CHAPTER II. THE LEVEE
For many a year after the failure of the Jacobite expedition – long after all apprehension from that quarter had ceased to disturb the mind of England – the adherents of Charles Edward abroad continued to plot, and scheme, and plan, carrying on intrigues with nearly every court of Europe, and maintaining secret intercourse with all the disaffected at home. It would, at first sight, seem strange that partisans should maintain a cause which its chief had virtually abandoned as hopeless; but a little consideration will show us that the sympathy felt by foreign Governments for the Stuarts was less based on attachment to their house, than a devotion to the religious principles of which they were the assertors. To Catholicise England was the great object at heart – to crush that heresy, whose right of private judgment was as dangerous to despotism as to bigotry – this was a cause far too portentous and important to be forsaken for any casual check or momentary discouragement. Hence, for years after the hopes of the ‘Pretender’s’ friends had died out in Scotland, his foreign followers traversed the Continent on secret missions in every direction, exerting at times no slight influence even in the cabinets which England believed to be best affected toward her.

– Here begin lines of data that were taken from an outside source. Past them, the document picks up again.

PR #436, opened 2021-08-12
Explain difference between nodes and leaves

ArturoAmorQ:
Using [this notebook](https://gitlab.inria.fr/learninglab/mooc-scikit-learn/mooc-scikit-learn-coordination/-/blob/master/Bilans/detailed_quiz_results_analysis.ipynb) we see that Q2 in quiz M5.02 has a score barely above 0.6. Adding a small paragraph to explain the difference between split nodes and leaves may help clarifying this question.


ogrisel (approved):
LGTM, thanks!

PR #437, opened 2021-08-12
Fix a/an before h

ArturoAmorQ:
Fix "a/an before h" rule (see [here](https://www.gramlee.com/blog/indefinite-articles-a-or-an-before-h-blame-the-confusion-on-the-french/) for example):

> However, words that start with the letter “H” do not follow the rule for consonants. For the letter “H”, the pronunciation dictates the indefinite article:
> 
>     Use “a” before words where you pronounce the letter “H” such as “a hat,” “a house” or “a happy cat.”
>     Use “an” before words where you don’t pronounce the letter “H” such as “an herb,” “an hour,” or “an honorable man.”


GaelVaroquaux (approved):
Looks great to me. Thanks!!!

Issue #439, opened 2021-08-18
Explaining special case of nested-CV in M3


ArturoAmorQ:
The need for a train-validation-test split for parameter tuning is introduced in [this notebook](https://inria.github.io/scikit-learn-mooc/python_scripts/parameter_tuning_manual.html) at the beginning of M3 as a _warning_, but using CV within the training set and then scoring it in a fixed test set (as in [this figure](https://scikit-learn.org/stable/_images/grid_search_cross_validation.png)) is a practice that was never introduced yet used subsequently. This has led to confusion as in these posts in the forum:

https://mooc-forums.inria.fr/moocsl/t/suggestion-presenting-nested-cross-validation/4418/3

https://mooc-forums.inria.fr/moocsl/t/m7-conclusion-best-workflow/4711

This method should be introduced at the very beginning of the M3. It would be even better if we use a **video** to dynamically show the swapping folds and explain in depth said _warning_. Doing so will also motivate nested-CV as a generalization when the outer loop has more than 1-fold (no longer fixed test set).

PR #440, opened 2021-08-19
Add scoring model on test set

ArturoAmorQ:
In the same line of thought as in #439, after finding the best parameter on the train-validation sets in [Exercise M3.01](https://inria.github.io/scikit-learn-mooc/python_scripts/parameter_tuning_ex_02.html) and its [solution](https://inria.github.io/scikit-learn-mooc/python_scripts/parameter_tuning_sol_02.html), we should ask the student to score it on the test set. Else the role of the initial train-test split is unclear.


ogrisel (approved):
LGTM, just a few comments:

PR #455, opened 2021-09-13
Clarify the notation "data_test" when no train-test split is involved

### LINKED ISSUE #442: Confusing use of term "test"
In the following notebooks the word "test" is used for denoting the range of possible values in a regression and not a subset of the data coming from a train-test split or cross-validation:

- [trees_regression.py](https://inria.github.io/scikit-learn-mooc/python_scripts/trees_regression.html)
- [trees_ex_02.py](https://inria.github.io/scikit-learn-mooc/python_scripts/trees_ex_02.html) and its [solution](https://inria.github.io/scikit-learn-mooc/python_scripts/trees_sol_02.html)
- [trees_hyperparameters.py](https://inria.github.io/scikit-learn-mooc/python_scripts/trees_hyperparameters.html)
- [ensemble_bagging.py](https://inria.github.io/scikit-learn-mooc/python_scripts/ensemble_bagging.html)
- [ensemble_gradient_boosting.py](https://inria.github.io/scikit-learn-mooc/python_scripts/ensemble_gradient_boosting.html)

In the notebook [trees_regression.py](https://inria.github.io/scikit-learn-mooc/python_scripts/trees_regression.html) we implicitly justify the use of the word "test" as something over which we can use the  `predict` method. This might be confusing, especially after addressing Issue #441.

In [this notebook](https://inria.github.io/scikit-learn-mooc/python_scripts/ensemble_sol_02.html) we use the term `data_ranges` instead of `data_test` to avoid confusion. For the penguins data-set we use the term `flipper_length_range` [here](https://inria.github.io/scikit-learn-mooc/python_scripts/linear_models_ex_01.html), [here](https://inria.github.io/scikit-learn-mooc/python_scripts/linear_models_sol_01.html), [here](https://inria.github.io/scikit-learn-mooc/python_scripts/linear_regression_in_sklearn.html) and [here](https://inria.github.io/scikit-learn-mooc/python_scripts/linear_regression_without_sklearn.html).

ArturoAmorQ:
closes #442 

In some notebooks the word "test" is used for denoting data generated in equally-spaced intervals for the visual evaluation of the
predictions, given that such data was not seen during training. This could be confusing with the notion of "test" as a subset of the data coming from either a train-test split or cross-validation.
I changed  `data_test` to `data_range` whenever the former meaning was intended. The notation was chosen to match with [this notebook](https://inria.github.io/scikit-learn-mooc/python_scripts/ensemble_sol_02.html), where we use the term `data_ranges` instead of `data_test`. I also edited the rest of the text accordingly and added a warning when _both_ meanings were intended in the same notebook.

### DIFF
--- a/python_scripts/trees_regression.py
+++ b/python_scripts/trees_regression.py
@@ -41,6 +41,14 @@ data_test = pd.DataFrame(np.arange(data_train[data_columns[0]].min(),
 # It should not be confused with data coming from a train-test split, as it
 # was generated in equally-spaced intervals for the visual evaluation of the
 # predictions.
+#
+# Note that this is methodologically valid here because our objective is to get
+# some intuitive understanding on the shape of the decision function of the
+# learned decision trees.
+#
+# However computing an evaluation metric on such a synthetic test set would
+# be meaningless since the synthetic dataset does not follow the same
+# distribution as the real world data on which the model will be deployed.
 
 # %%
 import matplotlib.pyplot as plt
--- a/python_scripts/trees_regression.py
+++ b/python_scripts/trees_regression.py
@@ -32,9 +32,15 @@ data_train, target_train = penguins[data_columns], penguins[target_column]
 # %%
 import numpy as np
 
-data_range = pd.DataFrame(np.arange(data_train[data_columns[0]].min(),
+data_test = pd.DataFrame(np.arange(data_train[data_columns[0]].min(),
                                    data_train[data_columns[0]].max()),
                          columns=data_columns)
+
+# %% [markdown]
+# Using the term "test" here refers to data that was not used for training.
+# It should not be confused with data coming from a train-test split, as it
+# was generated in equally-spaced intervals for the visual evaluation of the
+# predictions.
 
 # %%
 import matplotlib.pyplot as plt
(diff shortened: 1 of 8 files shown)


glemaitre:
I am not super convinced about this change. Indeed, we are manipulating a real test set, i.e. data that we did not see during `fit`. So this is indeed a real test set. However, it has the particularity that it is a synthetic test set where data are linearly spaced. It might be worth emphasizing why we generate such a test set or at least mentioned that we generate such a test set with these particularities. However, `data_ranges` is not a naming that I would expect. I would expect that it contains the min/max of the dataset.

ArturoAmorQ:
I pushed a couple of commits to revert _data_range_ to _data_test_, explain the intended meaning on the term _test_ and, hopefully, improve general wording about this synthetic datasets.

python_scripts/trees_regression.py
```diff
@@ -36,6 +36,12 @@
                                    data_train[data_columns[0]].max()),
                          columns=data_columns)
 
+# %% [markdown]
+# Using the term "test" here refers to data that was not used for training.
+# It should not be confused with data coming from a train-test split, as it
+# was generated in equally-spaced intervals for the visual evaluation of the
+# predictions.
+
```
ogrisel, line 44: Maybe we can repeat the note that I suggested above here. Or just put it here since this section will appear first in the chronological order of the MOOC. As you prefer.

ogrisel (approved):
LGTM, just a small suggestion:

python_scripts/trees_regression.py
ArturoAmorQ: I added the suggestion here and just added a recall of this message in the bagging notebook

glemaitre (approved):
LGTM

PR #460, opened 2021-09-15
Add info about DummyClassifier strategy='stratified'

### LINKED ISSUE #450: Add information about `DummyClassifier` strategy `stratified`
We could add a piece of code in [Solution for Exercise M7.01](https://inria.github.io/scikit-learn-mooc/python_scripts/cross_validation_sol_02.html) to explain and show how the `most_frequent` strategy is deterministic given a cross-validation split, whereas the `stratified` strategy is randomized and will lead to different results even for the same cv split.

Giving a bit more information on `stratified` is asked in [this forum post](https://mooc-forums.inria.fr/moocsl/t/density-argument-in-plt-hist/4191).

ArturoAmorQ:
closes #450 

Added text to expand explanation on `DummyClassifier` `strategy='stratified'`. 
Added loop to show the effect of the random prediction made with this strategy and compare it with the deterministic nature of `strategy='most_frequent'`.


python_scripts/cross_validation_sol_02.py
```diff
@@ -135,6 +135,37 @@
...
-# proportion of this class (~75% of the samples). However, by using the
-# `stratified` strategy, wrong predictions will be made even for the most
+# proportion of this class (~75% of the samples). However, the `stratified`
+# strategy will randomly generate predictions by respecting the training
+# set’s class distribution, resulting in wrong predictions even for the most
 # frequent class, hence we obtain a lower accuracy.
+#
+# Notice that the `most_frequent` strategy is deterministic for a given
+# cross-validation split, whereas the `stratified` strategy will lead
+# to different results even for the same cv split due to the extra randomization.
```
glemaitre, line 145: It might be worth to add "... if one does not set the parameter `random_state`."

python_scripts/cross_validation_sol_02.py
```diff
@@ -135,6 +135,37 @@
...
+
+# %% tags=["solution"]
```
glemaitre, line 147: I am not sure that we need to add an example. We can link to the documentation of the `random_state` parameter that documents the random selection using `"uniform"` and `"stratify"`. I don't think that the `DummyClassifier` being non-deterministic is actually one of the messages to convey in the lecture. A note bringing a bit more insight would suffice, IMO.

ogrisel: I agree. I think we can keep things simple here. Maybe we could even not mention `strategy="stratify"` at all and simplify the exercise to remove the last question.

In my opinion, what we want to convey with this exercise is that it's useful to always compare your classifier performance to `DummyClassifier(strategy="most_frequent")` as a baseline classifier with a prediction function that totally ignores `X_train` and `X_test` yet can reach seemingly high accuracy scores on imbalanced problems.

The other strategies are only useful for more advanced users who might be curious about other ways to define baselines but they are often useless for practitioners compared to `strategy="most_frequent"` unless one is interested in theoretical considerations that are beyond the target audience of the MOOC.

python_scripts/cross_validation_sol_02.py
```diff
@@ -135,6 +135,37 @@
 # We see that using `strategy="stratified"`, the results are much worse than
 # with the `most_frequent` strategy. Since the classes are imbalanced,
 # predicting the most frequent involves that we will be right for the
-# proportion of this class (~75% of the samples). However, by using the
-# `stratified` strategy, wrong predictions will be made even for the most
+# proportion of this class (~75% of the samples). However, the `stratified`
+# strategy will randomly generate predictions by respecting the training
+# set’s class distribution, resulting in wrong predictions even for the most
 # frequent class, hence we obtain a lower accuracy.
```
ogrisel, line 141:
```suggestion
# proportion of this class (~75% of the samples). However, the `stratified`
# strategy will randomly generate predictions by respecting the training
# set’s class distribution, resulting in some wrong predictions even for
# the most frequent class, hence we obtain a lower accuracy.
```

ogrisel (commented):
I think this PR still has some value but I would rather like to simplify it by removing the end "Notice that the `most_frequent` strategy is deterministic for a given..." and instead linking to https://scikit-learn.org/stable/modules/generated/sklearn.dummy.DummyClassifier.html in the exercise instructions:

```
# Change the strategy of the dummy classifier to `stratified`, compute the
# results and plot the distribution together with the other results. Explain
# why the results get worse.
```

For instance by adding:

```
Please refer to the scikit-learn documentation on [DummyClassifier](https://scikit-learn.org/stable/modules/generated/sklearn.dummy.DummyClassifier.html) for more details on the meaning of the `strategy="stratified"` parameter.
```

ArturoAmorQ:
> I would rather like to simplify it by removing the end "Notice that the most_frequent strategy is deterministic for a given..."

Does that mean removing from there on, or is it worth keeping the final plot?

python_scripts/cross_validation_sol_02.py
```diff
@@ -135,6 +135,38 @@
...
+        result_most_frequent["test_score"], name="Dummy 'most_frequent' score"
+    )
+    scores_stratified = pd.Series(
+        result_stratified["test_score"], name="Dummy 'stratify' score"
+    )
+
+    final_scores = pd.concat([scores_stratified, scores_most_frequent], axis=1)
+
+    final_scores.plot.hist(bins=50, density=True, edgecolor="black")
+    plt.legend(bbox_to_anchor=(1.05, 0.8), loc="upper left")
```
glemaitre, line 170: It seems that we can simplify by letting the legend in the plot in top center.

python_scripts/cross_validation_sol_02.py
```diff
@@ -135,6 +135,38 @@
...
+dummy_most_frequent = DummyClassifier(strategy="most_frequent")
+dummy_stratified = DummyClassifier(strategy="stratified")
+n_runs = 3
+
+for run_idx in range(n_runs):
+
+    result_most_frequent = cross_validate(
+        dummy_most_frequent, data, target, cv=cv, n_jobs=2
+    )
+
```
glemaitre, line 157:
```suggestion
```

python_scripts/cross_validation_sol_02.py
```diff
@@ -135,6 +135,38 @@
...
+# for more details on the meaning of the `strategy="stratified"` parameter.
+
+# %% tags=["solution"]
+dummy_most_frequent = DummyClassifier(strategy="most_frequent")
+dummy_stratified = DummyClassifier(strategy="stratified")
+n_runs = 3
+
+for run_idx in range(n_runs):
+
+    result_most_frequent = cross_validate(
```
glemaitre, line 154: Since we already used `cross_val_score` in the previous notebook and we are only interested in the test score, we can simplify this example by using it.

glemaitre:
```python
dummy_models = {
    "Dummy 'most_frequent'": DummyClassifier(strategy="most_frequent"),
    "Dummy 'stratified'": DummyClassifier(strategy="stratified"),
}
n_runs = 3

for run_idx in range(n_runs):
    final_scores = pd.DataFrame({
        f"{name} score": cross_val_score(model, data, target, cv=cv, n_jobs=2)
        for name, model in dummy_models.items()
    })

    # ... make the plotting
```

python_scripts/cross_validation_sol_02.py
```diff
@@ -135,6 +135,31 @@
...
+# ](https://scikit-learn.org/stable/modules/generated/sklearn.dummy.DummyClassifier.html)
+# for more details on the meaning of the `strategy="stratified"` parameter.
+
+# %% tags=["solution"]
+from sklearn.model_selection import cross_val_score
+
+dummy_models = {
+    "Dummy 'most_frequent'": DummyClassifier(strategy="most_frequent"),
+    "Dummy 'stratified'": DummyClassifier(strategy="stratified"),
+    }
```
glemaitre, line 153:
```suggestion
}
```

python_scripts/cross_validation_sol_02.py
```diff
@@ -135,6 +135,31 @@
...
+n_runs = 3
+
+for run_idx in range(n_runs):
+    final_scores = pd.DataFrame({
+        f"{name} score": cross_val_score(model, data, target, cv=cv, n_jobs=2)
+        for name, model in dummy_models.items()
+        })
```
glemaitre, line 160:
```suggestion
    })
```

python_scripts/cross_validation_sol_02.py
```diff
@@ -135,6 +135,31 @@
 # We see that using `strategy="stratified"`, the results are much worse than
 # with the `most_frequent` strategy. Since the classes are imbalanced,
 # predicting the most frequent involves that we will be right for the
-# proportion of this class (~75% of the samples). However, by using the
-# `stratified` strategy, wrong predictions will be made even for the most
-# frequent class, hence we obtain a lower accuracy.
+# proportion of this class (~75% of the samples). However, the `stratified`
```
glemaitre, line 138:
```suggestion
# proportion of this class (~75% of the samples). However, the `"stratified"`
```

python_scripts/cross_validation_sol_02.py
```diff
@@ -135,6 +135,31 @@
...
+# strategy will randomly generate predictions by respecting the training
+# set’s class distribution, resulting in some wrong predictions even for
```
glemaitre, line 140:
```suggestion
# set's class distribution, resulting in some wrong predictions even for
```

glemaitre (approved):
Otherwise LGTM.

ogrisel (approved):

ogrisel:
Let's wait for the build to complete to check the HTML rendering and then merge.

There was, it is true, nothing in the state of Europe generally, nor of England itself, to revive the hopes of that party. Of the adherents to the Stuart cause, the staunchest and the best had paid the penalty of their devotion: some were exiles, and some, like Lord Lovatt, had purchased safety by dishonour, but scarcely one was to be found ready to peril life and fortune once more in so barren an enterprise. None, indeed, expected that ‘the king should have his own again,’ but many thought that the claim of a disputed succession might be used as a terrible agency for disturbance, and the cause of a dethroned monarch be made an admirable rallying-point for Catholic Europe. These intrigues were carried on in every court of the Continent, but more especially at Rome and Madrid, between which two capitals the emissaries of the Prince maintained a close and frequent intercourse.
With all the subtlety of such crafty counsellors, every question of real moment was transacted in the strictest secrecy, but all trivial and unimportant affairs were blazoned forth to the world with a degree of display that seemed to court publicity. In this way, for instance, every eventful era of the Stuart family was singled out for observance, and the ceremonies of the Church were employed to give the epochs a due solemnity. It is to an occasion of this kind we would now invite our reader’s presence – no less a one than the birthday of Charles Edward.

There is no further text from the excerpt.